Enjoy your recovery time in Pokhara, it’s sounds like it’s just what you need. Xxxxx
Amy
Posted at 11:11h, 22 MayThanks guys 🙂 A lot happened in those two weeks! We saw people getting helicoptered down every day because they were sick, mainly from the altitude, it was pretty scary at times! We are loving Pokhara at the moment, hope you’re well over in Bali x
Finding Beyond
Posted at 05:17h, 01 JuneThat sounds really scary. Something you can never predict. No matter how fit you are altitude sickness can ruin you. Glad you made it safe and sound. Xx
Amy
Posted at 13:33h, 01 JuneThanks guys, we definitely learnt a lot about the dangers of altitude sickness, you have to be really careful. It can be managed easily though as long as you’re sensible x
Patti
Posted at 01:38h, 24 MayWell-done Amy and Andrew! What a fantastic achievement; I look forward to reading more!
Amy
Posted at 06:20h, 27 MayThanks Patti, we have lots to write about it!
Rhonda
Posted at 22:49h, 25 MayWell done!! I am SO incredibly impressed you made it. Although I dream of hiking the Annapurna circuit, I’m just not sure I want to undergo the challenge of base camp. I can’t wait to hear all of the details coming out next.
Amy
Posted at 06:24h, 27 MayThanks Rhonda 🙂 Base Camp was really tough; we heard the Annapurna was slightly easier because you acclimatize at a slower pace. We also stayed in Pokhara, the start/end of the Annapurna circuit and it was beautiful.
Karolina
Posted at 10:04h, 26 MayGreat post! And stunning adventure! it must be amazing to see the Himalayan mountains !
Lovely blog 🙂
If you have a chance check our website too
http://www.ticket4two.co.uk
Amy
Posted at 06:26h, 27 MayIt sounds like a cliche, but it was literally a once in a lifetime experience. The Himalayas have to be the most beautiful place I’ve ever been.

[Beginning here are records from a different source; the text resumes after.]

Issue #13206, opened 2024-05-05
Waveforms do not reject drops with unsupported files


daschuer:
### Bug Description

Instead, the cursor shall turn into a rejected symbol like it does for other widgets. 

### Version

2.4.0

### OS

Ubuntu Focal

daschuer:
A fix is here: https://github.com/mixxxdj/mixxx/pull/13208

m0dB:
fix merged into main

PR #13208, opened 2024-05-05
Handle not supported files when dragging to waveforms and spinnies

daschuer:
This fixes #13206

PR #13271, opened 2024-05-23
Revert "Handle not supported files when dragging to waveforms and spinnies"

ywwg:
Reverts mixxxdj/mixxx#13208

Tested manually, this fixes waveform drag breakage

### DIFF
--- a/src/util/dnd.cpp
+++ b/src/util/dnd.cpp
@@ -256,38 +256,38 @@ QDrag* DragAndDropHelper::dragTrackLocations(
 
 //static
 void DragAndDropHelper::handleTrackDragEnterEvent(
-        QDragEnterEvent* pEvent,
+        QDragEnterEvent* event,
         const QString& group,
         UserSettingsPointer pConfig) {
     if (allowLoadToPlayer(group, pConfig) &&
-            dragEnterAccept(*pEvent->mimeData(), group, true, false)) {
-        pEvent->acceptProposedAction();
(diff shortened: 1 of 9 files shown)


acolombier:
Looks like merging this would un-fix #13206. 
Looking at the code change, the bug appears to be fairly trivial to fix. Shall we consider fixing it instead of reverting entirely?

ywwg:
My preference when there is a breakage is to revert first and then work on a corrected fix, rather than try to "fix forward" 

(example reasoning: https://www.linkedin.com/pulse/service-recovery-rolling-back-vs-forward-fixing-mohamed-el-geish)

ywwg:
too often, what seems to be a simple fix on top of a breakage ends up making the situation worse, and then you have to fix on top of that.... unless the cost of rolling back is huge, it's best to do that first.

daschuer:
@acolombier If you have a fix under your thumb, we may test it and decide. Both are easy to test IMHO.

acolombier:
I don't yet, but might be able to get one together later today. Happy with the revert so this isn't a blocker

ywwg:
can someone approve so we can fix the 2.4 branch then?

acolombier (approved):

Swiftb0y:
fyi @ywwg it seems like you're pushing your personal branches upstream. Check your get config please.

daschuer:
The fix is here: https://github.com/mixxxdj/mixxx/pull/13275

PR #13692, opened 2024-09-24
HID: Avoid repeated error messages from hid_write()/hid_read()

daschuer:
This is fixed the huge log file issue with #13660 for log spam in any disconnect case, without fixing the root cause in that particular case.

### DIFF
--- a/src/controllers/hid/hidiooutputreport.cpp
+++ b/src/controllers/hid/hidiooutputreport.cpp
@@ -15,6 +15,7 @@ constexpr size_t kMaxHidErrorMessageSize = 512;
 HidIoOutputReport::HidIoOutputReport(
         const quint8& reportId, const unsigned int& reportDataSize)
         : m_reportId(reportId),
+          m_hidWriteErrorLogged(false),
           m_possiblyUnsentDataCached(false),
           m_lastCachedDataSize(0) {
     // First byte must always contain the ReportID - also after swapping, therefore initialize both arrays
@@ -121,10 +122,16 @@ bool HidIoOutputReport::sendCachedData(QMutex* pHidDeviceAndPollMutex,
             reinterpret_cast<const unsigned char*>(m_lastSentData.constData()),
             m_lastSentData.size());
     if (result == -1) {
-        qCWarning(logOutput) << "Unable to send data to device :"
-                             << mixxx::convertWCStringToQString(
-                                        hid_error(pHidDevice),
-                                        kMaxHidErrorMessageSize);
+        if (!m_hidWriteErrorLogged) {
+            qCWarning(logOutput) << "Unable to send data to device :"
+                                 << mixxx::convertWCStringToQString(
+                                            hid_error(pHidDevice),
+                                            kMaxHidErrorMessageSize);
+            // Stop logging error messages if every hid_write() fails to avoid large log files
+            m_hidWriteErrorLogged = true;
+        }
+    } else {
+        m_hidWriteErrorLogged = false;
     }
 
     hidDeviceLock.unlock();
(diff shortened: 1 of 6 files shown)


acolombier (approved):
LGTM! Thanks

Do we think this is a sufficient mitigation for the log file size till we have a proper limiter in place?

src/controllers/hid/hidiooutputreport.cpp
```diff
@@ -121,10 +122,15 @@ bool HidIoOutputReport::sendCachedData(QMutex* pHidDeviceAndPollMutex,
...
-        qCWarning(logOutput) << "Unable to send data to device :"
-                             << mixxx::convertWCStringToQString(
-                                        hid_error(pHidDevice),
-                                        kMaxHidErrorMessageSize);
+        if (!m_hidWriteErrorLogged) {
+            qCWarning(logOutput) << "Unable to send data to device :"
+                                 << mixxx::convertWCStringToQString(
+                                            hid_error(pHidDevice),
+                                            kMaxHidErrorMessageSize);
+            m_hidWriteErrorLogged = true; // Don't log the same error again
```
JoergAtGithub, line 130: This will not wor as the comment describe. To ensure that only identical errors are inhibited, you must compare the error message string.

src/controllers/hid/hidiothread.cpp
```diff
@@ -99,16 +100,22 @@ void HidIoThread::pollBufferedInputReports() {
...
-                                              hid_error(m_pHidDevice),
-                                              kMaxHidErrorMessageSize);
             DEBUG_ASSERT(bytesRead == -1);
+            if (!m_hidReadErrorLogged) {
+                qCWarning(m_logOutput) << "Unable to read buffered HID InputReports from"
+                                       << m_deviceInfo.formatName() << ":"
+                                       << mixxx::convertWCStringToQString(
+                                                  hid_error(m_pHidDevice),
+                                                  kMaxHidErrorMessageSize);
+                m_hidReadErrorLogged = true; // Don't log the same error again
```
JoergAtGithub, line 110: Same here

JoergAtGithub (changes requested):

daschuer:
I have adjusted the error message. We want also stop log spam in the unlikely case that there are altering different error messages, because this would still fill the log file.

daschuer:
> Do we think this is a sufficient mitigation for the log file size till we have a proper limiter in place?

I consider this a permanent solution, because we also want to avoid the performance impact, until the 100 MB log limit is from https://github.com/mixxxdj/mixxx/pull/13684 is reached.

JoergAtGithub (commented):
hid_write is also used here: https://github.com/mixxxdj/mixxx/blob/d6eeb45ceeaa5878b06d1b3b86a9facdad08ac81/src/controllers/hid/hidioglobaloutputreportfifo.cpp#L68-L76

src/controllers/hid/hidiothread.cpp
```diff
@@ -99,16 +100,23 @@ void HidIoThread::pollBufferedInputReports() {
...
-                                   << mixxx::convertWCStringToQString(
-                                              hid_error(m_pHidDevice),
-                                              kMaxHidErrorMessageSize);
             DEBUG_ASSERT(bytesRead == -1);
+            if (!m_hidReadErrorLogged) {
+                qCWarning(m_logOutput) << "Unable to read buffered HID InputReports from"
+                                       << m_deviceInfo.formatName() << ":"
+                                       << mixxx::convertWCStringToQString(
+                                                  hid_error(m_pHidDevice),
+                                                  kMaxHidErrorMessageSize);
```
JoergAtGithub, line 109:
```suggestion
                qCWarning(m_logOutput) << "Unable to read buffered HID InputReports from"
                                       << m_deviceInfo.formatName() << ":"
                                       << mixxx::convertWCStringToQString(
                                                  hid_error(m_pHidDevice),
                                                  kMaxHidErrorMessageSize)
                                       << "Note that, this message is only logged once and may not appear again until all hid_read errors have disappeared.";
```

daschuer:
Done

JoergAtGithub:
Works as expected. Thank you!

PR #13693, opened 2024-09-24
Overview: clear pickup position display when opening cue menu

ronso0:
IMO it only adds noise, all relevant info like the cue position is displayed in the cue menu.

### DIFF
--- a/src/widget/woverview.cpp
+++ b/src/widget/woverview.cpp
@@ -592,6 +592,8 @@ void WOverview::mousePressEvent(QMouseEvent* e) {
                     m_pCurrentTrack->removeCue(pHoveredCue);
                     return;
                 } else {
+                    // Clear the pickup position display, we have all cue info in the menu.
+                    leaveEvent(nullptr);
                     m_pCueMenuPopup->setTrackCueGroup(m_pCurrentTrack, pHoveredCue, m_group);
 #if QT_VERSION >= QT_VERSION_CHECK(6, 0, 0)
                     m_pCueMenuPopup->popup(e->globalPosition().toPoint());


src/widget/woverview.cpp
```diff
@@ -592,6 +592,10 @@ void WOverview::mousePressEvent(QMouseEvent* e) {
                     m_pCurrentTrack->removeCue(pHoveredCue);
                     return;
                 } else {
+                    // Clear the pickup position display.
+                    // ev could actually be any event type, it's not used anyway.
+                    QEvent* ev = new QEvent(QEvent::HoverLeave);
+                    leaveEvent(ev);
```
daschuer, line 598: ev is leaked. This should do the trick:
```suggestion
                    QEvent ev = QEvent(QEvent::HoverLeave);
                    leaveEvent(&ev);
```

daschuer (changes requested):

src/widget/woverview.cpp
ronso0: Thank you.
I definitly have to do some homework wrt pointers.

ronso0: done.

ywwg: when in doubt, never write "new" :).

src/widget/woverview.cpp
```diff
@@ -592,6 +592,10 @@ void WOverview::mousePressEvent(QMouseEvent* e) {
                     m_pCurrentTrack->removeCue(pHoveredCue);
                     return;
                 } else {
+                    // Clear the pickup position display.
+                    // ev could actually be any event type, it's not used anyway.
```
ywwg, line 596: if it's not used can we pass nullptr?

ywwg (approved):

src/widget/woverview.cpp
ronso0: let's find out..

ronso0: works, ready for merge!

PR #13694, opened 2024-09-25
Tracks: allow searching for track id

ronso0:
Just a little helper for debugging.

Initially this was --developer only, but why restrict it? I think it might be helpful for (remote) debugging.
Wdyt?


daschuer:
There is no drawback for normal users, so I have no objections.

daschuer (approved):
LGTM, thank you.

PR #13698, opened 2024-09-27
(fix) disable Properties shortcut in Computer feature views

ronso0:
In Computer feature, 'Properties' is not added to the track menu, but Track Properties could still be invoked via hotkey.
We should disable that altogether in Computer because whatever is changed in Track Properties¹ is not shown in the (Computer) tracks view.

¹even though the selected track may already be in the library, if not will be added when loading the file to Track Properties


acolombier (approved):
LGTM!

daschuer (approved):
LGTM, thank you.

Victoria @The British Berliner
Posted at 13:46h, 01 JuneCooongratulations! You made it. Wow! What a motivating piece. I could feel the challenges as you wrote, and felt the excitement as you reached the peak and took every step!
Well done guys. Phew!
Amy
Posted at 04:46h, 02 JuneThanks Victoria! Getting to Everest Base Camp is something we’ll always look back on with amazement and wonder 🙂
Donna
Posted at 23:23h, 04 JuneWhat perseverance! I can’t believe you managed it while battling sickness. Good for you both.
Amy
Posted at 12:17h, 05 JuneThanks Donna, looking back on it I can’t believe we managed it!
Charlie Alf
Posted at 14:45h, 09 JuneOh my goodness! This trip sounds both harrowing and incredible at the same time! I’m sure you went in with all the fire and fury at the beginning, but it must have been incredibly difficult in the middle (if it wasn’t, everyone would do it!), but what an experience to be able to tell everyone you had! You’ve seen things that most of the world hasn’t, isn’t that such an amazing thought? If I ever have the physical stamina for something like this, I absolutely plan on making a trip to Nepal!
Amy
Posted at 08:54h, 12 JuneHi Charlie, it is an amazing thought! I would definitely recommend Nepal for trekking, it was so tough but totally worth it 🙂
Louisa klimentos
Posted at 23:54h, 26 JuneI am so proud of you Amy and Andrew .I know the trek was tiring and the altitudes made you feel sick,but you did it You have experienced the most breath taking mountain scenery in the world and you couldn’t get any closer to heaven.I hoe you are feeling better,lots of love Louisa
Amy
Posted at 15:03h, 27 JuneThanks so much Louisa! We are all recovered now and are still carrying the sense of achievement and incredible memories.
david
Posted at 12:36h, 23 Novembernepal himalayas is really a gem of the world.
Andrew Wyatt
Posted at 15:33h, 24 NovemberIt sure is!